How to complete this task:
Search the records for the string "organic", then copy each line that has it.

[Stored items]
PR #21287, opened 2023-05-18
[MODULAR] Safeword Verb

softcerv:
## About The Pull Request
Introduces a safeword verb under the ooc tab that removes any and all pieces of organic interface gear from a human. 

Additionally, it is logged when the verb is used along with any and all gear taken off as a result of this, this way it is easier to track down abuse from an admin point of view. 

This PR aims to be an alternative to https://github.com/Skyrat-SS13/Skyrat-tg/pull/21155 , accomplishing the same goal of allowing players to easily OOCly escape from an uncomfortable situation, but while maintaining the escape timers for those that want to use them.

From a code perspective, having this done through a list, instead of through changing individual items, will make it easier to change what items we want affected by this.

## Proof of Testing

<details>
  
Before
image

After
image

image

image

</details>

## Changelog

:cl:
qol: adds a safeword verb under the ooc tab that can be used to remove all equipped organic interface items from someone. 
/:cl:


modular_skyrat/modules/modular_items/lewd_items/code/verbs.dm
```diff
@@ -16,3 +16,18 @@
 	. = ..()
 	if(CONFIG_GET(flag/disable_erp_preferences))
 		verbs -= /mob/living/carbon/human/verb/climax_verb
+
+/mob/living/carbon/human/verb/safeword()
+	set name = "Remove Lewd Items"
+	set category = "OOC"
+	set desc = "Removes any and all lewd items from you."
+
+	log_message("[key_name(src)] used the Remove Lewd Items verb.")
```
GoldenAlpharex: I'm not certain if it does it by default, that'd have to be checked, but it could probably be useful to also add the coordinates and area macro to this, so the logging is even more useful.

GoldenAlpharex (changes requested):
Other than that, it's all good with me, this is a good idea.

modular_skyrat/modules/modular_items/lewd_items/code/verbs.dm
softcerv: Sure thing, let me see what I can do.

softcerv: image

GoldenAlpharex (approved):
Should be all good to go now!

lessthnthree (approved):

Written answer:
Introduces a safeword verb under the ooc tab that removes any and all pieces of organic interface gear from a human. 
qol: adds a safeword verb under the ooc tab that can be used to remove all equipped organic interface items from someone. 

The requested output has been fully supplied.